Temporal for computationally intense burst workloads

Hi! I just found out about temporal and have been pretty blown. It will likely cause a paradigm shift in development over the years. I want to get the benefits at the current company I work at, but I’m not sure if temporal is a good fit. We run highly GPU intensive video transcoding and 3d modeling jobs at a customers request (automated and triggered with a web API). Currently we are highly invested in aws step functions, aws lambda, as well as aws batch and serverless in general to keep our prices down, while being able to scale horizontally infinitely. Provisioning many GPU workers for temporal likely wont work for us and likely be wasteful given we don’t need the compute to be running 24/7. I’m going to assume for our use case, temporal isn’t a good fit. Am I wrong? We have many steps in our step function definitions, and managing the yml is becoming too much for us, so temporal would be a great solution. Are there other customers who have more burst-y serverless workloads similar to ours using temporal?

I think Temporal is a perfect fit for your use case.

Provisioning many GPU workers for temporal likely wont work for us and likely be wasteful given we don’t need the compute to be running 24/7.

Temporal supports routing activity tasks to specific pools of workers or even individual workers. The way I would solve this problem is by having activities that provision the workers as part of your workflow definitions. Another option is to have a separate workflow that implements autoscaling of GPU workers.

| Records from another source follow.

PR #345, opened 2017-01-02
Use ThemeProvider theme instead of defaultProps theme

### LINKED ISSUE #344: defaultProps theme is overriding ThemeProvider theme
## Version
1.2.1

## Reproduction
http://www.webpackbin.com/EyaDeRzHG

## Expected Behavior

Text color to be green, which is the color defined in `ThemeProvider`

## Actual Behavior

Text color is red, which is the color defined in `Text.defaultProps`

If I remove `defaultProps`, text color becomes green.

diegohaz:
Fix #344


src/models/StyledComponent.js
```diff
@@ -48,7 +48,10 @@ export default (ComponentStyle: Function) => {
           const subscribe = this.context[CHANNEL]
           this.unsubscribe = subscribe(nextTheme => {
             // This will be called once immediately
-            const theme = this.props.theme || nextTheme
+            const { defaultProps } = this.constructor
+            const defaultTheme = defaultProps && defaultProps.theme
+            const isDefaultTheme = defaultTheme && this.props.theme === defaultTheme
```
k15a: Couldn't this be also `const isDefaultTheme = this.props.theme === defaultTheme`?

diegohaz: You are right. I'm doing some small changes right now.

diegohaz:
@k15a There's the test you wrote on #295 and I added [a test](https://github.com/styled-components/styled-components/pull/345/files#diff-e9e543c50e5cefa6f2c6469f6abccc5bR91) to ensure that `props` will take precedence over `ThemeProvider` even if its value is equal to `defaultProps`. Do you know some other use case?

diegohaz:
I did small changes on the code for better readability. Also added some comments (I'm not a big fan of it, but this `props` > `ThemeProvider` > `defaultProps` may be confusing).

ghalex:
This still dosen't work as it should be, check this example:
https://codesandbox.io/s/6w6nq15n2k

diegohaz:
@ghalex Once you pass the prop from a normal component to a styled component (`{...this.props}`), there's no way for the latter to know whether it came from props or default props.

But you can enhance component with `withTheme`: https://codesandbox.io/s/m3nrmxvjw9

ghalex:
Thanks @diegohaz  I understand now why it only works if you pass defaultProps only directly to styled component.

ghalex:
Another thing @diegohaz  your example crashes in production when you have no ThemeProvider. Check this https://codesandbox.io/s/vr3q97or5 I have deployed it here: https://csb-vr3q97or5-ylvgjfxbld.now.sh/ and it crash. I think is related to this #1709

Thanks for the response. I’m still trying to understand the model. From what I understand, the workers need to be persistent to poll the queue. Is the thinking I could use a worker to spin up a GPU worker and add the work to the queue for it to pick up?

Correct. You still need some always-running workers to host workflow code and activities that can control other worker processes. But I doubt that these would be expensive to run.

Got it. And just to be clear, the new spin up GPU instances can have temporal code on them, and will be tracked?

You are going to run so-called Temporal worker processes on these instances. A worker process is essentially a queue consumer that listens on a queue hosted inside the Temporal service using long poll gRPC requests. So Temporal doesn’t track those instances directly; they ask for work instead.